1911 Lur moto 3 1-2 196

Nouveau moteur sur la 3 HP 1/2 avec un cylindre désormais boulonné sur le carter-moteur en place de deux tirants devant et derrière ce cylindre. La magnéto (entraînement par pignons) pouvait équiper cette machine moyennant un supplément de 150 F, de même que la fourche élastique L-C (45 F).

1911 Lur bi de compé199

Proposée en Touriste (Santé !) ou en Course, la grosse bicylindre de 7 HP n'est plus disponible en 5 HP. Son moteur pourrait avoir été "rajeuni" comme celui de la 3 HP 1/2 par un montage du cylindre boulonné sur le carter-moteur (à vérifier sur pièce un jour ?). Deux options pour le carburateur soit un Claudel soit un Longuemare. Présente sur cette illustration, la magnéto reste un supplément en légère augmentation à 210 F au lieu de 200, mais le prix de la machine reste toujours à 975 F. Il est aussi précisé qu'elle pouvait être livrée avec des repose-pieds ou des... pédales.
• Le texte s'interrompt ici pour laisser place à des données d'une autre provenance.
PR #757, opened 2026-08-24
feat: add per-session Time to First User Token (TFUT) metric

oritht:
Summary

- Adds TFUT (Time to First User Token) as a per-session metric: the time from session dispatch to the first output token on the earliest user-facing event
- Tags events as user-facing via tag_user_facing_events using three conditions: not a tool call, not structured output, and not tool-internal
- Tool-internal detection uses structural span nesting (primary) with a fallback heuristic for graphs without OTel span data
- Reports TFUT in the CLI summary table and JSON session reports, with diagnostic tfut_none_reason when TFUT cannot be computed

Changes

- otel_trace_to_replay_graph.py: tag_user_facing_events function with structural + fallback tool-internal detection
- replay_graph_types.py: is_user_facing, is_tool_internal, is_structured_output_call fields on GraphEvent
- replay_graph_session_datagen.py: populate user_facing_event_ids on SessionLifecycleMetric
- load_generator.py: record dispatch_perf_counter at session dispatch
- reportgen/base.py: _compute_tfut computes TFUT from perf_counter timestamps; summarize_sessions includes TFUT percentiles and none-reason breakdown
- cli_summary.py: new TFUT table in CLI output
- synthetic_agentic.py, otel_trace_replay_datagen.py: call tag_user_facing_events after graph construction

Test plan

- [x] tests/required/datagen/test_tag_user_facing_events.py — unit tests for all tagging conditions (tool call, structured output, tool-internal structural + fallback)
- [x] tests/required/datagen/test_tfut_synthetic_graph.py — integration tests on synthetic agentic graphs
- [x] tests/required/reportgen/test_tfut.py — unit tests for _compute_tfut, _enrich_sessions, and summarize_sessions TFUT fields
- [x] Validated on real OTel traces (simple_chain, fan-out) — TFUT correctly reports first-turn latency

### DIFF
--- a/inference_perf/apis/base.py
+++ b/inference_perf/apis/base.py
@@ -111,6 +111,14 @@ class SessionLifecycleMetric(BaseModel):
     # server (chat template and tool-schema overhead the client does not model)
     # and can push it above 1.0. None whenever total_cached_tokens is None.
     total_cacheable_input_tokens: Optional[int] = None
+    # TFUT (Time to First User Token) — per-session user-perceived latency.
+    # Anchored on session dispatch time (includes client-side queue delay),
+    # not the moment the first request reached the server.
+    user_facing_event_ids: Optional[List[str]] = None
+    num_structured_output_excluded: Optional[int] = None
+    tfut_sec: Optional[float] = None
+    tfut_none_reason: Optional[str] = None
+    dispatch_perf_counter: Optional[float] = None
 
 
 class InferenceAPIData(BaseModel):
--- a/inference_perf/apis/base.py
+++ b/inference_perf/apis/base.py
@@ -15,7 +15,7 @@
 from abc import abstractmethod
 from typing import Any, List, Optional
 from aiohttp import ClientResponse
-from pydantic import BaseModel, SerializeAsAny, computed_field
+from pydantic import BaseModel, Field, SerializeAsAny, computed_field
 from inference_perf.payloads import RequestBody, RequestMetrics
 from inference_perf.utils.custom_tokenizer import CustomTokenizer
 from inference_perf.config import APIConfig, APIType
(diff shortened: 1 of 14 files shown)


Bslabe123:
Thanks for this, the metric is a useful one and the test coverage is thorough. Three things I think want addressing before merge, plus one scope question.

**`or None` makes both new summary stats wrong.** `replay_graph_session_datagen.py:1662-1663` coerces a real `0` to `None`, and `summarize_sessions` filters `None` out. A 100-session run where 95 sessions have zero structured-output calls and 5 have two each reports `num_structured_output_excluded` mean 2.0 instead of 0.10, and `num_user_facing_events.min` can never be 0. The new tests construct `SessionLifecycleMetric` with `0` directly, so they don't exercise the path that produces the coercion.

**`dispatch_perf_counter` ends up in the report.** It's loadgen-to-reportgen plumbing (set at `load_generator.py:671`, read only in `_compute_tfut`), but `reportgen/base.py:1194` dumps the whole model, so every record in `per_session_lifecycle_metrics.json` now carries a raw monotonic value that means nothing outside the process that produced it. `Field(exclude=True)` would keep it out of the report schema.

**`event_id` on `labels` can be clobbered by user config.** `replay_graph_session_datagen.py:1874` writes the join key into the same dict that `attribute_to_label_map` targets, and the OTel subclass's `labels.update(labels)` at `otel_trace_replay_datagen.py:557` runs after it. A user whose map names a label `event_id` silently breaks the join, and every session then reports `tfut_none_reason="no_user_facing"` with no warning. `InferenceAPIData` already carries `session_id` as a first-class field, so `event_id` may belong there too.

**Scope question.** Of the eight new fields, `is_tool_internal` has no production reader outside the loop that assigns it, and `is_structured_output_call` feeds only the counter above. If they're there for the graph JSON export, could you note that in a comment? Otherwise both could stay local to `tag_user_facing_events` and leave `GraphEvent` at its current shape.

oritht:
Thanks @Bslabe123 for the thorough review. Addressed all four points in the latest push.

Bslabe123:
Great work!

/lgtm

"REMISES AUX AGENTS : 15 % pour les automobiles et 25 % pour les motos". Il semblerait qu'il était plus difficile de trouver des revendeurs pour la moto que pour l'automobile...

1912-Lur-catalogue228.jpg

Bien que figurent encore des motocyclettes et un tri-car au programme L-C, l'orientation de la marque est clairement indiquée par la couverture de ce catalogue au rayonnant lettrage argenté. La présence du "cyclecar" à Gaillon en 1911 annonçait une suite en 1912 sous forme d'une "Torpédo - Sport". Le caractère "sport" est sans doute justifié par les deux baquets et une carrosserie à une seule porte. En revanche, le caractère sportif de la conduite devait être bien réel, provoqué par l'essieu avant sur cheville ouvrière, une technique directement issue de la charronnerie agricole. Sans évoquer le terme honni de dérapage, "les virages ne se font pas alors correctement, concédait La Vie Automobile à propos de ce type de direction, ajoutant que « le léger glissement qui en résulte pour l’une des roues est absolument négligeable" !
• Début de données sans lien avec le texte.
PR #386, opened 2021-12-06
Balance type refactoring

mrLSD:
The current implementation of the balance is an extremely simplified form:
```
pub type balance = u128;
```
It's just a type alias.

This PR introduces a strict type for handling the essence of balance.

This will allow the logic related to the balance to be made stricter, which will eliminate a whole class of errors both in the source code and in the business logic.


engine-types/src/types/wei.rs
```diff
@@ -0,0 +1,123 @@
...
+    fn from(value: WeiU256) -> Self {
+        Wei(U256::from_big_endian(&value))
+    }
+}
+
+impl From<Balance> for Wei {
+    fn from(value: Balance) -> Self {
+        Wei(U256::from(value.into_u128()))
+    }
+}
```
birchmd, line 98: I'm a little concerned about existence of this implementation. I understand that inside the EVM we have the `Wei` newtype and in the connector (NEP-141 contract) we have the `Balance` newtype, and these are two representations of the same underlying asset.

However, if we are going to allow seamless converting `Balance` into `Wei` then I believe that we cannot use this `Balance` type for anything other than Aurora NEP-141 balances. For example, we should not use it to represent NEAR balances (eg when attaching NEAR to promises). It probably also needs a different name like `BridgedWei` or `NEP141Wei` or something similar so that it is clear this meant to represent that specific assent and no other 128-bit sized quantity.

birchmd (changes requested):
This PR is a bit hard to review with its changes being mixed in with the ones from #374 but here are some initial comments.

engine-types/src/types/balance.rs
```diff
@@ -0,0 +1,107 @@
...
+    }
+}
+
+impl Mul<Balance> for Balance {
+    type Output = Balance;
+
+    fn mul(self, rhs: Balance) -> Self::Output {
+        Balance(self.0 * rhs.0)
+    }
+}
```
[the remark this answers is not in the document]
mrLSD: Still, an explanation is needed here. Because there are basic entities Add, Sub - in your vision, everything is fine with them. However, the single difference between Mul is execution priority, and its presence for a single entity is not mutually contradictory.

engine-types/src/types/wei.rs
mrLSD: We can introduce something like:
`pub const fn new_u128(amount: u128) -> Wei {...}`

engine-types/src/types/balance.rs
```diff
@@ -0,0 +1,107 @@
...
+
+impl Div<Balance> for Balance {
+    type Output = Balance;
+
+    fn div(self, rhs: Balance) -> Self::Output {
+        Balance(self.0 / rhs.0)
+    }
+}
```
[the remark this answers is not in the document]
mrLSD: Removed

engine-types/src/types/balance.rs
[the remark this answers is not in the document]
birchmd: If I have $5 and you have $10, how can we combine our money to create $50? We cannot. This is because multiplying two dollar amounts together does not make sense.

If there is a group of 10 friends, each of whom has $5, how can they combine their money together to create $50? They can pool their money to get $5 + $5 + $5 + $5 + $5 + $5 + $5 + $5 + $5 + $5 = 10 * $5 = $50. Note in this example that 10 is a pure number (not a dollar amount), which is why `Mul<u128> for Balance` would make sense as an implementation, it is a short-cut for repeated addition (or in the language of linear algebra, we would say this unit supports [scalar multiplication](https://en.wikipedia.org/wiki/Scalar_multiplication)).

Multiplication (and division) is fundamentally different than addition (and subtraction) when it comes to quantities that have some semantic meaning in the real world. The same is true for units of distance, time, mass, etc. You can add two quantities that have the same units to get a new quantity with those units (3 apples + 2 apples = 5 apples). You cannot multiply two quantities with the same units to get a new quantity with those units (3 apples * 2 apples = ??? what does it mean to multiply apples?).

To learn more about units and algebraic operations on them, check out [dimensional analysis](https://en.wikipedia.org/wiki/Dimensional_analysis).

engine-types/src/types/wei.rs
birchmd: Well, the more I think about this, the more I believe we actually should split `Balance` into multiple different newtype definitions. Right now we are using the same type for NEAR and `NEP141Wei` interchangeably which is not good. I think it would be safer if we had separate types so that we could never accidentally mix them up.

engine-types/src/types/balance.rs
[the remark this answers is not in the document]
mrLSD: But still correct: `5 apples * 2 = 10 apples`
In our case it's implementation for:
`Mul<u128> for Balance`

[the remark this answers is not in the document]
mrLSD: Actually I removed it.

engine-types/src/types/wei.rs
mrLSD: Do you mean:
```
pub struct FungibleTokenOps<I: IO> {
    /// Total ETH supply on Near (nETH as NEP-141 token)
    pub total_eth_supply_on_near: Balance,

    /// Total ETH supply on Aurora (ETH in Aurora EVM)
    pub total_eth_supply_on_aurora: NEP141Wei,

    /// The storage size in bytes for one account.
    pub account_storage_usage: StorageUsage,
    io: I,
}
```

mrLSD: And you meanl: `pub struct NEP141Wei(Wei);`?

engine-types/src/types/balance.rs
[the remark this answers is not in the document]
birchmd: Yes, `Mul<u128> for Balance` would have been fine, as I said in my rant. But I'm also just as happy to see it removed if we never use it anyways.

engine-types/src/types/wei.rs
birchmd: I think the most accurate usage of types would be something like this:

```
pub struct FungibleTokenOps<I: IO> {
    /// Total ETH supply on Near (nETH as NEP-141 token)
    pub total_eth_supply_on_near: NEP141Wei,

    /// Total ETH supply on Aurora (ETH in Aurora EVM)
    pub total_eth_supply_on_aurora: Wei,

    /// The storage size in bytes for one account.
    pub account_storage_usage: StorageUsage,
    io: I,
}
```

Because it uses the NEP-141 type for the quantity on NEAR and the EVM type for the quantity in the engine.

And definition of `NEP141Wei` would be `pub struct NEP141Wei(u128)`.

Additionally there would be another type, say `pub struct Yocto(u128)` (name inspired by the fact 1 NEAR = 10^24 yoctoNEAR, and 1 yoctoNEAR is the smallest unit), and this would be used in places where we expect NEAR tokens to be. For example: attached deposit for promises and storage registration.

mrLSD: One notice here. Currently, for `ft_transfer_call` we have input data:
```
pub struct TransferCallCallArgs {
    pub receiver_id: AccountId,
    pub amount: Balance,
    pub memo: Option<String>,
    pub msg: String,
}
```
Where `amount: Balance`. It's same amount for `eth_on_aurora` & `eth_on_near`.
I think we can't change it to `U256` due to incompatibility with the current format.

For other cases we can improve `Balances` types with your proposal.

engine-types/src/types/mod.rs
```diff
@@ -0,0 +1,238 @@
...
+    pub fee_amount: Wei,
+    pub fee_address: Address,
+    pub contract_address: Address,
+    pub value: Wei,
+    pub input: Vec<u8>,
+}
+
+pub struct StorageBalanceBounds {
+    pub min: Balance,
+    pub max: Option<Balance>,
```
birchmd, line 72: I think these should be `Yocto`

engine-types/src/types/wei.rs
```diff
@@ -0,0 +1,127 @@
+use crate::fmt::Formatter;
+use crate::types::balance::error;
+use crate::types::Balance;
+use crate::{Add, Display, Sub, U256};
+
+/// Wei compatible Borsh-encoded raw value to attach an ETH balance to the transaction
+pub type WeiU256 = [u8; 32];
+
+// the NEP-141 balance for the quantity on NEAR in the EVM (Wei)
```
birchmd, line 9:
```suggestion
// Type representing the NEP-141 balances of the eth-connector (ie Wei amounts that have been bridged to Near)
```

engine-types/src/types/wei.rs
birchmd: Need to `impl From<Balance> for Wei` now that `Balance` definitely does not represent any sort of Wei.

engine/src/connector.rs
```diff
@@ -160,7 +161,7 @@ impl<I: IO + Copy> EthConnectorContract<I> {
             return Err(error::DepositError::CustodianAddressMismatch);
         }
 
-        if event.fee.into_u128() >= event.amount {
+        if Balance::new(event.fee.into_u128()) >= event.amount {
```
birchmd, line 164: Should be `NEP141Wei`

engine/src/connector.rs
```diff
@@ -272,9 +273,9 @@ impl<I: IO + Copy> EthConnectorContract<I> {
             // Mint - calculate new balances
             self.mint_eth_on_near(
                 data.new_owner_id.clone(),
-                data.amount - data.fee.into_u128(),
+                data.amount - Balance::new(data.fee.into_u128()),
```
birchmd, line 276: Should be `NEP141Wei`

engine/src/connector.rs
```diff
@@ -272,9 +273,9 @@ impl<I: IO + Copy> EthConnectorContract<I> {
...
             )?;
-            self.mint_eth_on_near(data.relayer_id, data.fee.into_u128())?;
+            self.mint_eth_on_near(data.relayer_id, Balance::new(data.fee.into_u128()))?;
```
birchmd, line 278: Should be `NEP141Wei`

engine/src/connector.rs
```diff
@@ -595,11 +596,11 @@ impl<I: IO + Copy> EthConnectorContract<I> {
             .map_err(error::FtTransferCallError::MessageParseFailed)?;
 
         // Special case when predecessor_account_id is current_account_id
-        let fee = message_data.fee.into_u128();
+        let fee = Balance::new(message_data.fee.into_u128());
```
birchmd, line 599: We have `Fee` type, does it not make sense to use it here?

engine/src/deposit_event.rs
```diff
@@ -268,21 +268,22 @@ impl DepositedEvent {
...
         let event_message_data: String = event.log.params[1].value.clone().to_string();
 
-        let amount: u128 = event.log.params[2]
+        let amount = event.log.params[2]
             .value
             .clone()
             .into_uint()
             .ok_or(error::ParseError::InvalidAmount)?
             .try_into()
+            .map(Balance::new)
```
birchmd, line 277: Should be `NEP141Wei`

engine/src/engine.rs
```diff
@@ -1144,7 +1145,7 @@ pub fn set_balance<I: IO>(io: &mut I, address: &Address, balance: &Wei) {
 pub fn remove_balance<I: IO + Copy>(io: &mut I, address: &Address) {
     // The `unwrap` is safe here because if the connector
     // is implemented correctly then the "Eth on Aurora" wll never underflow.
-    let balance = get_balance(io, address).try_into_u128().unwrap();
+    let balance = Balance::new(get_balance(io, address).try_into_u128().unwrap());
```
birchmd, line 1148: Should be `NEP141Wei`

engine/src/fungible_token.rs
```diff
@@ -147,7 +148,9 @@ impl<I: IO + Copy> FungibleTokenOps<I> {
         &self,
         address: EthAddress,
     ) -> Result<Balance, crate::prelude::types::error::BalanceOverflowError> {
-        engine::get_balance(&self.io, &Address(address)).try_into_u128()
+        engine::get_balance(&self.io, &Address(address))
+            .try_into_u128()
+            .map(Balance::new)
```
birchmd, line 153: Should be `NEP141Wei`

engine/src/fungible_token.rs
```diff
@@ -284,7 +283,8 @@ impl<I: IO + Copy> FungibleTokenOps<I> {
     }
 
     pub fn ft_balance_of(&self, account_id: &AccountId) -> Balance {
```
birchmd, line 285: Should be `NEP141Wei`

engine/src/fungible_token.rs
```diff
@@ -347,9 +347,11 @@ impl<I: IO + Copy> FungibleTokenOps<I> {
         let unused_amount = match promise_result {
             PromiseResult::NotReady => unreachable!(),
             PromiseResult::Successful(value) => {
-                if let Some(unused_amount) =
+                if let Some(raw_unused_amount) =
                     parse_json(value.as_slice()).and_then(|x| (&x).try_into().ok())
                 {
+                    let unused_amount = Balance::new(raw_unused_amount);
```
birchmd, line 353: Should be `NEP141Wei`

engine/src/fungible_token.rs
```diff
@@ -420,13 +422,13 @@ impl<I: IO + Copy> FungibleTokenOps<I> {
...
         if let Some(balance) = self.get_account_eth_balance(&account_id) {
-            if balance == 0 || force {
+            if balance == ZERO_BALANCE || force {
                 self.accounts_remove(&account_id);
                 self.total_eth_supply_on_near -= balance;
                 let storage_deposit = self.storage_balance_of(&account_id);
                 let action = PromiseAction::Transfer {
                     // The `+ 1` is to cover the 1 yoctoNEAR necessary to call this function in the first place.
-                    amount: storage_deposit.total + 1,
+                    amount: (storage_deposit.total + Balance::new(1)).into_u128(),
```
birchmd, line 431: Should be `Yocto`

engine/src/fungible_token.rs
```diff
@@ -447,7 +449,7 @@ impl<I: IO + Copy> FungibleTokenOps<I> {
 
     pub fn storage_balance_bounds(&self) -> StorageBalanceBounds {
         let required_storage_balance =
-            Balance::from(self.account_storage_usage) * sdk::storage_byte_cost();
+            Balance::from(self.account_storage_usage as u128 * sdk::storage_byte_cost());
```
birchmd, line 452: Should be `Yocto`

engine/src/lib.rs
```diff
@@ -722,7 +722,7 @@ mod contract {
         let mut io = Runtime;
         let args = StorageDepositCallArgs::from(parse_json(&io.read_input().to_vec()).sdk_unwrap());
         let predecessor_account_id = io.predecessor_account_id();
-        let amount = io.attached_deposit();
+        let amount = Balance::new(io.attached_deposit());
```
birchmd, line 725: Should be `Yocto`

engine/src/lib.rs
```diff
@@ -844,12 +845,15 @@ mod contract {
         let args: ([u8; 20], u64, u64) = io.read_input_borsh().sdk_expect("ERR_ARGS");
         let address = Address(args.0);
         let nonce = U256::from(args.1);
-        let balance = U256::from(args.2);
+        let balance = Balance::from(args.2);
```
birchmd, line 848: Should be `NEP141Wei`

engine/src/parameters.rs
```diff
@@ -248,7 +248,7 @@ impl TryFrom<JsonValue> for NEP141FtOnTransferArgs {
         Ok(Self {
             sender_id: AccountId::try_from(value.string("sender_id")?)
                 .map_err(|_| JsonError::InvalidString)?,
-            amount: value.u128("amount")?,
+            amount: Balance::new(value.u128("amount")?),
```
birchmd, line 251: This one is right because we could be receiving any kind of NEP-141 token. You probably knew that, but I just wanted to make at least one positive comment.

engine/src/parameters.rs
```diff
@@ -371,7 +371,7 @@ impl TryFrom<JsonValue> for TransferCallCallArgs {
 
     fn try_from(v: JsonValue) -> Result<Self, Self::Error> {
         let receiver_id = AccountId::try_from(v.string("receiver_id")?)?;
-        let amount = v.u128("amount")?;
+        let amount = Balance::new(v.u128("amount")?);
```
birchmd, line 374: Should be `NEP141Wei`

engine/src/parameters.rs
```diff
@@ -444,7 +444,7 @@ impl TryFrom<JsonValue> for TransferCallArgs {
     fn try_from(v: JsonValue) -> Result<Self, Self::Error> {
         Ok(Self {
             receiver_id: AccountId::try_from(v.string("receiver_id")?)?,
-            amount: v.u128("amount")?,
+            amount: Balance::new(v.u128("amount")?),
```
birchmd, line 447: Should be `NEP141Wei`

engine/src/parameters.rs
```diff
@@ -488,7 +488,7 @@ impl TryFrom<JsonValue> for ResolveTransferCallArgs {
         Ok(Self {
             sender_id: AccountId::try_from(v.string("sender_id")?)?,
             receiver_id: AccountId::try_from(v.string("receiver_id")?)?,
-            amount: v.u128("amount")?,
+            amount: Balance::new(v.u128("amount")?),
```
birchmd, line 491: Should be `NEP141Wei`

birchmd (changes requested):
I tried to thoroughly check the semantics of how each value was being used and point out what the correct type should be based on that.

birchmd:
I can't comment on it directly because it's outside the diff, but I'd like to revisit the types on

```rust
#[derive(Debug, Default, BorshDeserialize, BorshSerialize)]
pub struct FungibleToken {
    /// Total ETH supply on Near (nETH as NEP-141 token)
    pub total_eth_supply_on_near: Balance,
    /// Total ETH supply on Aurora (ETH in Aurora EVM)
    pub total_eth_supply_on_aurora: Balance,
    /// The storage size in bytes for one account.
    pub account_storage_usage: StorageUsage,
}
```

Certainly `Balance` is now the wrong type because obviously these are Wei of some kind. So the simplest thing would be to change them to `NEP141Wei`. But I wonder if it makes sense for both of them to be `Wei` instead. I know the NEP-141 balances are 128-bit, but the total could be larger than that right? There is no reason for us to assume the total of all the accounts will fit in a number the same size as each individual balance.

Let's take a smaller example, say I have the array `[10u8, 20, 250]` and I want to compute the sum. If I try to use `u8` to represent the total then I will get an overflow. But if I use `u16` then it's all fine.

engine-types/src/types/balance.rs
```diff
@@ -0,0 +1,116 @@
...
+    }
+
+    pub fn checked_add(self, rhs: Self) -> Option<Self> {
+        self.0.checked_add(rhs.0).map(Self)
+    }
+
+    /// Consumes `Fee` and returns the underlying type.
+    pub fn into_u128(self) -> u128 {
+        self.0
+    }
```
joshuajbouw, line 36: This should be `as_u128` as the inner value supports `Copy`. Taking self as a reference.

joshuajbouw (changes requested):

mrLSD:
> Certainly `Balance` is now the wrong type because obviously these are Wei of some kind. So the simplest thing would be to change them to `NEP141Wei`. But I wonder if it makes sense for both of them to be `Wei` instead. I know the NEP-141 balances are 128-bit, but the total could be larger than that right? There is no reason for us to assume the total of all the accounts will fit in a number the same size as each individual balance.

@birchmd  If we still believe that on the "Eth on Near' side, the NEP-141 standard is being implemented - we should separate types:
```
    /// Total ETH supply on Near (nETH as NEP-141 token)
    pub total_eth_supply_on_near: NEP141Wei,
    /// Total ETH supply on Aurora (ETH in Aurora EVM)
    pub total_eth_supply_on_aurora: Wei,
```

I think it is architecturally wrong to combine these two types into one. 

Or we abandon the idea of supporting NEP-141 standard, but then we will get a huge problem associated with compatibility with other applications that implement this standard and interact with Aurora.

engine/src/engine.rs
mrLSD: No, it is not. Should be `Wei`

mrLSD:
@birchmd wy should we associate 
```
pub struct StorageBalance {
    pub total: NEP141Wei,
    pub available: NEP141Wei,
}
```
to `Yocto` type? Seems it's part of NEP-141 protocol.

birchmd:
@mrLSD you're right, the NEP-141 spec does explicitly say the total is also a 128-bit number. So I agree the correct types are

```rust
    /// Total ETH supply on Near (nETH as NEP-141 token)
    pub total_eth_supply_on_near: NEP141Wei,
    /// Total ETH supply on Aurora (ETH in Aurora EVM)
    pub total_eth_supply_on_aurora: Wei,
```

One potential issue here is the serialization of `total_eth_supply_on_aurora`. If we make it 256-bit then we would also need: (1) a state migration for the next update. Or (2) we would need to write some backwards compatible serialization logic that could take either 128-bit or 256-bit. Or (3) we would need to compromise on the type and leave `total_eth_supply_on_aurora` as `NEP141Wei`. Since the `FungibleToken` struct only uses fixed size data types, we can easily differentiate whether 128 or 256 bits are stored for `total_eth_supply_on_aurora`, so I personally feel that (2) is the best option.

> Why should we associate `StorageBalance` to `Yocto` type?

Because storage deposits use NEAR tokens. See https://nomicon.io/Standards/StorageManagement.html

mrLSD:
> One potential issue here is the serialization of `total_eth_supply_on_aurora`. If we make it 256-bit then we would also need: (1) a state migration for the next update. Or (2) we would need to write some backwards compatible serialization logic that could take either 128-bit or 256-bit. Or (3) we would need to compromise on the type and leave `total_eth_supply_on_aurora` as `NEP141Wei`. Since the `FungibleToken` struct only uses fixed size data types, we can easily differentiate whether 128 or 256 bits are stored for `total_eth_supply_on_aurora`, so I personally feel that (2) is the best option.

@birchmd After our personal discussion of this issue, for the current PR I have implemented as follows:

1. It's for storage. At the same time, we preserve compatibility with the current solution. Those. we don't need migration now. 
```
   pub total_eth_supply_on_near: NEP141Wei,
   pub total_eth_supply_on_aurora: NEP141Wei,
```

2. For `FungibleTokenOps` implemented:
```
   pub total_eth_supply_on_near: NEP141Wei,
   pub total_eth_supply_on_aurora: Wei,
```
So we convert types Wei <--> NEP141Wei. 

3. All infrastructure is ready to change `FungibleToken::total_eth_supply_on_aurora` to `Wei` type. But it should be separated PR, because we should migrate our storage.

4. I'm not sure that for `total_eth_supply_on_aurora` we should support both types after migration. Current implementation for `FungibleTokenOps` is
```
   pub total_eth_supply_on_aurora: Wei
```
So that question is only about storage type and storage migration.

5. Currently, we do not have a mechanism for our contract migration. Seems it should be done first.

engine-types/src/types/wei.rs
```diff
@@ -0,0 +1,231 @@
...
+    fn from(value: Fee) -> Self {
+        Wei(U256::from(value.as_u128()))
+    }
+}
+
+impl From<Balance> for Wei {
+    fn from(value: Balance) -> Self {
+        Wei(U256::from(value.as_u128()))
+    }
+}
```
birchmd, line 181: Please remove this implementation.

engine-types/src/types/wei.rs
```diff
@@ -0,0 +1,231 @@
...
+
+/// Type casting from Wei compatible Borsh-encoded raw value into the Wei value, to attach an ETH balance to the transaction
+impl From<WeiU256> for Wei {
+    fn from(value: WeiU256) -> Self {
+        Wei(U256::from_big_endian(&value))
+    }
+}
+
+impl From<Fee> for Wei {
```
birchmd, line 171: Is this implementation needed? (Related to my question how how `Fee` is used)

engine-types/src/types/wei.rs
```diff
@@ -0,0 +1,231 @@
...
+        let serialized = Wei::new(U256::from(100)).try_to_vec().unwrap();
+        assert_eq!(serialized.len(), 32);
+
+        let balance = Wei::try_from_slice(&serialized).unwrap();
+        assert_eq!(balance, Wei::new(U256::from(100)));
+    }
+
+    #[test]
+    fn test_wei_serialized_len() {
+        let mut serialized = [0u8; 30];
```
birchmd, line 225: A little awkward here that the slice is not 32 bytes, but the test still passes. Makes me wonder if we should add a check the to the deserialize implementation that the slice is 32 bytes.

On the one hand, of course a number represented by fewer than 32 bytes could be cast into a U256, but on the other hand it means we could silently ignore some bugs if we know all valid serializations of this type produce 32 bytes.

engine/src/parameters.rs
```diff
@@ -237,6 +237,8 @@ pub struct BeginBlockArgs {
 #[derive(Debug, Clone)]
 pub struct NEP141FtOnTransferArgs {
     pub sender_id: AccountId,
+    /// Balance can be for Eth on Near and for Eth to Aurora
+    /// We use common `Balance` type without concrete specification.
```
birchmd, line 241: I think the comment here should actually say something like

"`ft_on_transfer` can be called with arbitrary NEP-141 tokens attached, therefore we do not specify a particular type Wei."

If it were true that this only ever received some kind of Wei (either `NEP141Wei` or `Wei`) then I would say that we should make this type `NEP141Wei`.

engine/src/fungible_token.rs
```diff
@@ -504,8 +504,10 @@ impl<I: IO + Copy> FungibleTokenOps<I> {
 
             self.internal_register_account(account_id);
             let refund = amount - min_balance;
-            if refund > 0 {
-                let action = PromiseAction::Transfer { amount: refund };
+            if refund > ZERO_YOCTO {
+                let action = PromiseAction::Transfer {
+                    amount: refund.as_u128(),
+                };
```
birchmd, line 510: Looks like `PromiseAction` enum should be updated to take `Yocto`

birchmd (changes requested):
Nice job! Just a few more comments remaining.

engine-types/src/types/wei.rs
mrLSD: I think you are right. `Fee(NEP141Wei)` looks like a good solution. Will change it.

engine-types/src/types/wei.rs
mrLSD: Yes, we need it.

mrLSD:
>  You haven't answered this question yet. Based on what I can see in the code it looks like the Fee is always in some kind of Wei (sometimes Wei, sometimes NEP141Wei). So I think it should be changed to Fee(NEP141Wei), and then it can easily be converted to either Wei type easily.


I think you are right. Fee(NEP141Wei) looks like a good solution. Will change it.

engine/src/fungible_token.rs
mrLSD: I've thought about it, but I guess it's not idiomatic. Promises operate on the raw types, since they are direct suppliers to `near-sdk`.

engine/src/parameters.rs
mrLSD: Comment changed.

engine/src/fungible_token.rs
birchmd: I think it should take `Yocto` because it is a typed wrapper over the raw functionality. At the interface where `PromiseAction` is actually converted into a NEAR promise is were we would call `as_u128`. Keeping strong typing throughout all our internal logic can prevent bugs.

joshuajbouw (approved):
Looks good :)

1912-Lur-Voiture-catalog214.jpg

1912 Lur Voiture fiche215

1912 Lur Pub Picpus 25-04 203

Changements à tous les niveaux, y compris dans l'adresse nouvelle annoncée par cette publicité du 25 avril 1912, mais la rue Planchat est toujours en activité. Cependant, il est précisé au catalogue que "Toute la correspondance, les commandes, envois, chèques et mandats doivent être adressés à M. Ch. Lacour, 19 rue Planchat, Paris"Coudert aurait donc été plus spécialement chargé de la partie automobile. D'ailleurs (est-ce un symbole ?), on le trouve ci-dessous au volant d'une voiturette présentée à la Presse où elle est abondamment décrite, à peu près dans les mêmes termes, quel que soit le titre de la revue. 

1912 Lur voiture 2201

À la différence de nombreux autres cyclecars dont le châssis est en bois renforcé par des ferrures métalliques, celui de la Lurquin-Coudert est en tôle emboutie. Le nez en arrondi de la carrosserie cache un classique radiateur plat. Derrière lui on distingue (dernière photo ci-dessous) un gros ressort vertical chargé d'amortir les chocs sur l'axe vertical de la cheville ouvrière.1912 Lur voiture 1200

En sortie-moteur, un pignon entraîne par chaîne une couronne solidaire d'un axe transversal portant à ses deux extrémités des poulies extensibles. Celles-ci commandent ensuite au moyen de longues courroies une poulie-jante sur chacune des roues. Le changement de vitesse s'obtenait en faisant varier le diamètre des poulies extensibles au moyen du levier visible au premier plan. On évitait ainsi l'emploi d'un différentiel certes plus mécanique, mais aussi beaucoup plus onéreux.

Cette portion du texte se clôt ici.